It is said that when Harriet Beecher Stowe was greeted by Abraham Lincoln at a White House reception in December 1862, the president looked down at the diminutive author of Uncle Tom’s Cabin and said “Is this the little woman who made this great war?”
Whether the statement is apocryphal or not hardly matters. The influence of the anti-slavery novel, the best selling book of the 19th century after the Bible, was immense and 200 years after Stowe’s birth it remains a lightning rod for controversy, praised by white scholars for its far-reaching influence and more often than not disparaged — unfairly, in my view — by many blacks, for whom the name Uncle Tom is an epithet for the submissive black man.
That controversy will never be settled, but there is no question in the mind of American Studies professor David S. Reynolds that Uncle Tom’s Cabin, in mobilizing public opinion against slavery, helped Lincoln get elected and in doing so lit the spark that plunged the nation into civil war.

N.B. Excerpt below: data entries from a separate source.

PR #466, opened 2021-05-20
Ensure JWT ID is unique when the claims or signature builder is reused

### LINKED ISSUE #463: Make sure JWT ID (jti) claim value is unique when the builder is reused
`jti` claim is set automatically if it has not been set - but if the builder is re-used then it will remain the same when the next token is created - which can cause a token rejection.
The last `jti` value needs to be saved - the builder is not expected to be thread safe and it is already doc-ed - it keeps the claims/headers state already

sberyozkin:
Fixes #463.

Note I've added a note that the encryption builder should not be reused - this is because it operated on a `String`, example, it can already be a signed JWT.
It does not mean one can not get a unique `jti` when encrypting the tokens, it is only about recommending to avoid (not very likely to happen) pattern:
```
JwtEncryptionBuilder builder = Jwt.upn("alice").innerSign();
builder.keyId("1").encrypt();
builder.keyId("2").encrypt();
```
the same can be done by simply doing 

```
Jwt.upn("alice").innerSign().keyId("1").encrypt();
Jwt.upn("alice").innerSign().keyId("2").encrypt();
```

or

```
JwtClaimsBuilder builder = Jwt.upn("alice");
builder.innerSign().keyId("1").encrypt();
builder.innerSign().keyId("2").encrypt();
```

### DIFF
--- a/implementation/jwt-build/src/main/java/io/smallrye/jwt/build/impl/JwtClaimsBuilderImpl.java
+++ b/implementation/jwt-build/src/main/java/io/smallrye/jwt/build/impl/JwtClaimsBuilderImpl.java
@@ -266,7 +266,11 @@ class JwtClaimsBuilderImpl extends JwtSignatureImpl implements JwtClaimsBuilder,
     @Override
     public JwtEncryptionBuilder jwe() {
         JwtBuildUtils.setDefaultJwtClaims(claims, tokenLifespan);
-        return new JwtEncryptionImpl(claims.toJson());
+        try {
+            return new JwtEncryptionImpl(claims.toJson());
+        } finally {
+            removeJti();
+        }
     }
 
     @SuppressWarnings({ "rawtypes", "unchecked" })
--- a/implementation/jwt-build/src/main/java/io/smallrye/jwt/build/JwtClaimsBuilder.java
+++ b/implementation/jwt-build/src/main/java/io/smallrye/jwt/build/JwtClaimsBuilder.java
@@ -17,6 +17,7 @@ import org.eclipse.microprofile.jwt.Claims;
  * <p>
  * JwtClaimsBuilder implementations must set the 'iat' (issued at time), 'exp' (expiration time)
  * and 'jti' (unique token identifier) claims unless they have already been set.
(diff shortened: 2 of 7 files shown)


implementation/jwt-build/src/main/java/io/smallrye/jwt/build/impl/JwtClaimsBuilderImpl.java
```diff
@@ -265,7 +265,7 @@ public JwtEncryptionBuilder innerSign() throws JwtSignatureException {
      */
     @Override
     public JwtEncryptionBuilder jwe() {
-        JwtBuildUtils.setDefaultJwtClaims(claims, tokenLifespan);
+        lastJti = JwtBuildUtils.setDefaultJwtClaims(claims, lastJti, tokenLifespan);
         return new JwtEncryptionImpl(claims.toJson());
     }
```
MikeEdgar, line 270: Would it make sense to instead remove the `jti` claim from the `JwtClaims` before returning rather than keeping track of the previous value? Just mentioning in case it hasn't been considered.

MikeEdgar (commented):
One question/suggestion, @sberyozkin

implementation/jwt-build/src/main/java/io/smallrye/jwt/build/impl/JwtClaimsBuilderImpl.java
sberyozkin: Hi Mike @MikeEdgar It might've crossed my mind but I did not look into it. May be it would be a cleaner solution. It might not be possible to ensure that in all the cases the uniqueness is assured, so perhaps just removing it would do; I'll have a look.

sberyozkin: @MikeEdgar I've fixed it to apply your idea, which is simpler and easier to understand, the original approach I took was looking not good at all to me this morning when I returned to changing it :-), thanks

MikeEdgar (approved):
Thanks @sberyozkin. Looks good to me!

PR #467, opened 2021-05-25
Cache configured PEM keys and check configured kid for JWK keys

### LINKED ISSUE #462: Optionally cache the configured keys used to sign/encrypt the claims
When we have `Jwt.claim("a", "b").sign()` or `Jwt.claim("a", "b").encrypt()` the configured keys are loaded from the file system/etc.
If the same builder is used to generate multiple tokens then it is suboptimal to load it every time

sberyozkin:
Fixes #462

After looking at the code again I thought of addressing #462 by only caching PEM configured keys since there could be no ambiguities but decided to avoid caching JWK keys as their key identifiers can vary between the requests, in theory at least, so the only optimization when dealing with the JWK keys is when they are loaded from a multi-key JWK set - where new `smallrye.jwt.sign.key.id`/`smallrye.jwt.encrypt.key.id` can help with simplifying the code - as setting `kid` is a technical operation

I'm planning to release `3.2.0` after this PR is merged

### DIFF
--- a/implementation/jwt-build/src/test/java/io/smallrye/jwt/build/JwtBuildConfigSource.java
+++ b/implementation/jwt-build/src/test/java/io/smallrye/jwt/build/JwtBuildConfigSource.java
@@ -8,54 +8,67 @@ import java.util.Set;
 
 import org.eclipse.microprofile.config.spi.ConfigSource;
 
-public class JwtBuildConfigSource implements ConfigSource {
-    private static final String SIGN_KEY_LOCATION_PROPERTY = "smallrye.jwt.sign.key.location";
-    private static final String ENC_KEY_LOCATION_PROPERTY = "smallrye.jwt.encrypt.key.location";
+import io.smallrye.jwt.build.impl.JwtBuildUtils;
 
-    boolean signingKeyAvailable = true;
+public class JwtBuildConfigSource implements ConfigSource {
+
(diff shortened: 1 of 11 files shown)


implementation/jwt-build/src/test/java/io/smallrye/jwt/build/JwtBuildConfigSource.java
```diff
@@ -80,8 +93,10 @@ public void setAudiencePropertyRequired(boolean audiencePropertyRequired) {
 
     @Override
     public Set<String> getPropertyNames() {
-        return new HashSet<>(Arrays.asList("smallrye.jwt.sign.key-location",
-                "smallrye.jwt.encrypt.key-location",
+        return new HashSet<>(Arrays.asList("smallrye.jwt.sign.key.location",
```
radcortez, line 96: We can probably static init this (or just init it in the constructor)

radcortez (approved):

implementation/jwt-build/src/test/java/io/smallrye/jwt/build/JwtBuildConfigSource.java
sberyozkin: Hi Roberto @radcortez I did some cleanup of this test config source (with a positive side-effect is that I've got all supported properties now declared in a single place in `JwtBuildUtils`).
I've just stopped short of refactoring `getValue` for it not be implemented in terms of `getProperties` as it is mostly conditional there per different test requirements so it would be also quite messy in `getValue()` :-)

radcortez (approved):

PR #475, opened 2021-06-11
Accept tokens without iat if time-to-live is 0 or negative

### LINKED ISSUE #469: Let users disable the issued at claim requirement
A Quarkus user has reported that with smallrye-jwt `3.x` the tokens without `iat` are rejected.

MP JWT 1.2 enforces an MP JWT 1.1.1 requirement that `iat` is one of the required claims (not all of the claims from that MP JWT 1.1.1 list are enforced) but `iat` is one of the very essential claims so it is enforced.

The problem is the user is working with a 3rd party issuer which can not be changed in a short term.

So we need to add a smallrye-jwt specific property to let the users make it optional

CC @@xwoker

sberyozkin:
Fixes #469 

I've ended up reusing the token from [this JWS spec example](https://datatracker.ietf.org/doc/html/rfc7515#appendix-A.1) for the tests, since both MP JWT TCK utiliity code and JWT Build insist on setting `iat` and I'm not keen at the moment to introduce a new JWT Build property to let it avoid setting `iat`.
The token in that example is already expired and has no `sub` or other name related claims so I've updated the test to use the `iss` claim as a `sub` one and added a massive expiry grace time :-)


MikeEdgar (approved):

sberyozkin:
thanks @MikeEdgar

PR #476, opened 2021-06-11
Support the conversion of JsonObject to custom types

sberyozkin:
Hi Roberto, @radcortez, this is another draft PR, focusing for now on `JsonWebToken.getClaim(String name)` and the conversion of complex claims to start with, it can be aligned somehow with your PR where an individual claim injection is supported.
 
The immediate issue is that it is only `Converter<T>.convert(String)` at the moment, can you please update it to have 2 type variables for the input to `convert` be customized as needed ?

thanks


radcortez:
Sure, let me have a look.

radcortez:
@sberyozkin started some work on this. The API looks like this:
https://github.com/smallrye/smallrye-converters/pull/23/files#diff-5e81a214b8baf008f2e6d28449a412b085965297d6561ad5042b16a76b048c4dR28-R51

What do you think?

sberyozkin:
@radcortez Thanks Roberto, I'll try to experiment in the next few days

PR #494, opened 2021-08-20
Using the correct default key encryption algorithm

### LINKED ISSUE #493: JwtEncryptionImpl uses the wrong default key encryption algorithm
It is `RSA-OAEP` now which is also doc-ed in `JwtEncryption` but the implementation continues setting the default algorithm (if none is already set) to `RSA-OAEP-256` - this causes the confusion since on the server code does default to `RSA-OAEP`

sberyozkin:
Fixes #493

Right now the docs say it is `RSA_OAEP` while the code continues using `RSA_OAEP_256` by default - and it causes confusions when MP JWT server, assuming `RSA_OAEP` is indeed a default one, fails to decrypt.

I might do `3.3.0` after it as opposed to `3.2.2`.


MikeEdgar (approved):
Looks good to me.

sberyozkin:
Thanks @MikeEdgar

PR #515, opened 2021-10-29
Undeprecate smallrye.jwt.verify.algorithm for setting HMAC algorithms

### LINKED ISSUE #507: Undeprecate `smallrye.jwt.verify.key.algorithm` for customizing symmetric algorithms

Reynolds is the author of the just-published Mightier Than The Sword: Uncle Tom’s Cabin and the Battle For America, which vigorously explores the world in which Stowe lived, the inevitability of the Civil War and, most interesting for me, the capacity of a white woman to understand the feelings, beliefs and desires of blacks, and in doing so redefining American democracy on a more egalitarian basis.